PR #3240, opened 2021-07-14
TEST-#3254: add check asv benchmarks on pure pandas

### LINKED ISSUE #3254: Add check ASV benchmarks on pure Pandas
A run of benchmarks on the Pandas was added, the results in the dashboard can be viewed using `machine=xeon-e5-pandas` filter. This check is needed to find errors at an earlier stage (Modin CI).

About this task ▸ Write down again, exactly as given, only the lines above that fall from the line with "TEST-#3254: add check" to the line with "### LINKED ISSUE", inclusive.

Reply ▸
TEST-#3254: add check asv benchmarks on pure pandas

### LINKED ISSUE #3254: Add check ASV benchmarks on pure Pandas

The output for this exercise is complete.